#### [PROVIDED RECORDS]
/---

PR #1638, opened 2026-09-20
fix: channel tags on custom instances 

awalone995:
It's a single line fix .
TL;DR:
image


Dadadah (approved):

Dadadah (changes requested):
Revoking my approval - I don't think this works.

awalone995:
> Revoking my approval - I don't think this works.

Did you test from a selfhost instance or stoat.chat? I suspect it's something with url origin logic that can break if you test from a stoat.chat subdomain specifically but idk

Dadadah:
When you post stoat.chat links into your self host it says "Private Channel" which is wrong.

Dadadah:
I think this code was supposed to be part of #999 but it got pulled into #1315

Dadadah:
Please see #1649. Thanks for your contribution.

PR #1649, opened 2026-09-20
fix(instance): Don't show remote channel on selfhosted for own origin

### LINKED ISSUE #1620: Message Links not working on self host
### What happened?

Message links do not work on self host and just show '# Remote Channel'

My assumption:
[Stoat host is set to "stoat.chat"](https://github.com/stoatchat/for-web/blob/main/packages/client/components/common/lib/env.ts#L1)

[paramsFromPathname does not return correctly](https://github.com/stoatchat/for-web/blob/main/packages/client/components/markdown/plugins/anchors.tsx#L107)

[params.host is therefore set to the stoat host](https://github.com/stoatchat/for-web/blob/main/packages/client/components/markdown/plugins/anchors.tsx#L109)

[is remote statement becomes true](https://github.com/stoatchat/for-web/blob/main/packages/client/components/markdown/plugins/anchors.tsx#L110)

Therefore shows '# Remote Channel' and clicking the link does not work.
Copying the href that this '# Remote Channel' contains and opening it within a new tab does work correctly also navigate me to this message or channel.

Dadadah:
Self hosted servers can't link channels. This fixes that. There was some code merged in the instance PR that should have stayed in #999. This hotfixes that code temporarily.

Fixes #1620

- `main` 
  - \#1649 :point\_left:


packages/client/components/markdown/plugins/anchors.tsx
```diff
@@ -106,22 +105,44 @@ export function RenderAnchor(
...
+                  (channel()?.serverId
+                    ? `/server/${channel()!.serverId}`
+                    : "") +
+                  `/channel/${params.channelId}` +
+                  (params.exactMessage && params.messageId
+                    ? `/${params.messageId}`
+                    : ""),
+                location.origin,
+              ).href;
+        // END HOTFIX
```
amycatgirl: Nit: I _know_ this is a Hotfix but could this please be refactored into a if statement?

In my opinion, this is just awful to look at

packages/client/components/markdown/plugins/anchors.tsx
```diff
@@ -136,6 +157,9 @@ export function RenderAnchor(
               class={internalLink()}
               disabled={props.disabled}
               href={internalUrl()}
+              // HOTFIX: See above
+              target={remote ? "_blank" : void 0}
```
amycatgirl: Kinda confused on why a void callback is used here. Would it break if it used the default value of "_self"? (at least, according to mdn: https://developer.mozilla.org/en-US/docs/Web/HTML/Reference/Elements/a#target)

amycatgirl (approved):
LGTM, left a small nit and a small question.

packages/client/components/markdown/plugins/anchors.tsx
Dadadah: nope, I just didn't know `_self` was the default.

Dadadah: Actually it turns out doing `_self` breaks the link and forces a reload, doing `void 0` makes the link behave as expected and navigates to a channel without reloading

\---
/---

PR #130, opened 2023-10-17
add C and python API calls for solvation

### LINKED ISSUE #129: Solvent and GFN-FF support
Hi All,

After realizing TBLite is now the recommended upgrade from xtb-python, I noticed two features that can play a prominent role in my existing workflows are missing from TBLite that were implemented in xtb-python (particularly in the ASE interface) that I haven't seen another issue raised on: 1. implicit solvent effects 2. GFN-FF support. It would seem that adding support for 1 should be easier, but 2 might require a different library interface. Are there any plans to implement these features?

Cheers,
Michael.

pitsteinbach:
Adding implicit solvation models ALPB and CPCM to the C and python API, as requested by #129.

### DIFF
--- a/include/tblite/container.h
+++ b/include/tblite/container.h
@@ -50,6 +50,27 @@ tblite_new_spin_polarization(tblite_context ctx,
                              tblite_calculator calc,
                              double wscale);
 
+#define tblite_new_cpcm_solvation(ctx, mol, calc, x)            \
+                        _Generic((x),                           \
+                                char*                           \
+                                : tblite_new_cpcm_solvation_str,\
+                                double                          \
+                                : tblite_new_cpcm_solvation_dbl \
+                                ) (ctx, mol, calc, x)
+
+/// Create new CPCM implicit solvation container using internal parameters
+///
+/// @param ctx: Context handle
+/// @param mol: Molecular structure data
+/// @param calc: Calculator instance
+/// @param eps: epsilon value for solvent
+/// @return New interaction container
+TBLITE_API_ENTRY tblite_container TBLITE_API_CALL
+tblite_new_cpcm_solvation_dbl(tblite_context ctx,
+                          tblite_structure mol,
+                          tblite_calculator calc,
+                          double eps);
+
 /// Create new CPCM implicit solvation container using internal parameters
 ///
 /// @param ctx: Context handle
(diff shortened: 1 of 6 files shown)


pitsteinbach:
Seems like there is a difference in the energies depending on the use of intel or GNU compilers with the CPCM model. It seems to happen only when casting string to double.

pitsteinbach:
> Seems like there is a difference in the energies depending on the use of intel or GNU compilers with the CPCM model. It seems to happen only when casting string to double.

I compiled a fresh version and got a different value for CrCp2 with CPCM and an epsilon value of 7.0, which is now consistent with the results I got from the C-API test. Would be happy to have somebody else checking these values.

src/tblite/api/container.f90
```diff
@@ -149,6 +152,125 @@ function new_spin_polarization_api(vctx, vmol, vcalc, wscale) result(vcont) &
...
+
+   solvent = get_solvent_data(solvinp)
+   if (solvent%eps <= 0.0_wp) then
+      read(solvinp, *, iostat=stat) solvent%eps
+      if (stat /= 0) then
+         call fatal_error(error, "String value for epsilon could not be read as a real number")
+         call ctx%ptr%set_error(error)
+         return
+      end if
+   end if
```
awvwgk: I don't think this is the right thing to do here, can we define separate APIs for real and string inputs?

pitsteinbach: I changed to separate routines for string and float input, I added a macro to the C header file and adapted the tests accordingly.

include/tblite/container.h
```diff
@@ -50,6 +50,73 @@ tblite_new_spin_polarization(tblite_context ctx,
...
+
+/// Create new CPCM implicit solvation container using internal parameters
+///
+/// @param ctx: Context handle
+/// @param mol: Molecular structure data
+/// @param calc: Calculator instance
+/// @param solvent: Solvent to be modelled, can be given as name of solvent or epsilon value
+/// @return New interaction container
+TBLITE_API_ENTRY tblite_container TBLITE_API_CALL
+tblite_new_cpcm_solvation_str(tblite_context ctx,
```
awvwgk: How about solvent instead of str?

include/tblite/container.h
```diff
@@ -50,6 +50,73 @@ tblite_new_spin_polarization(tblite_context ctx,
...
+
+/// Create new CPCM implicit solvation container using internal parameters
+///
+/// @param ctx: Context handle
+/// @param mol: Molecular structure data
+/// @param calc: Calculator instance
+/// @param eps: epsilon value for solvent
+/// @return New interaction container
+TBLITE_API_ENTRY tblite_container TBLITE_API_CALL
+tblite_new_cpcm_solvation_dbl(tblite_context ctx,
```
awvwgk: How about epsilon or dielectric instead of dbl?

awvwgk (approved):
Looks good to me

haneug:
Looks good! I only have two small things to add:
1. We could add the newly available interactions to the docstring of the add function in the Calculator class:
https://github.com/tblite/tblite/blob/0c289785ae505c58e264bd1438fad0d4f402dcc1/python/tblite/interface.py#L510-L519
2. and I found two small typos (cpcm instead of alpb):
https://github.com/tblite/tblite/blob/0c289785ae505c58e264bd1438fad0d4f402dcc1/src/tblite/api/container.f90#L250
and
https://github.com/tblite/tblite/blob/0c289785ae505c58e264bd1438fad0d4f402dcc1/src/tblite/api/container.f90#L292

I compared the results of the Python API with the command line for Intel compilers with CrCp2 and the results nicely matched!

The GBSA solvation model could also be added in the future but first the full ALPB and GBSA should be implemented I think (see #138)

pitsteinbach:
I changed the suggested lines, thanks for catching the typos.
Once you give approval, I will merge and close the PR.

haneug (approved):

\---

#### [PROBLEM TO SOLVE]
Look above for the line containing "fix: channel tags on custom instances". Output from there through the line containing "PR #1649, opened 2026-09-20", exactly and inclusively.

#### [SOLUTION TO THE PROBLEM]
fix: channel tags on custom instances 

awalone995:
It's a single line fix .
TL;DR:
image


Dadadah (approved):

Dadadah (changes requested):
Revoking my approval - I don't think this works.

awalone995:
> Revoking my approval - I don't think this works.

Did you test from a selfhost instance or stoat.chat? I suspect it's something with url origin logic that can break if you test from a stoat.chat subdomain specifically but idk

Dadadah:
When you post stoat.chat links into your self host it says "Private Channel" which is wrong.

Dadadah:
I think this code was supposed to be part of #999 but it got pulled into #1315

Dadadah:
Please see #1649. Thanks for your contribution.

PR #1649, opened 2026-09-20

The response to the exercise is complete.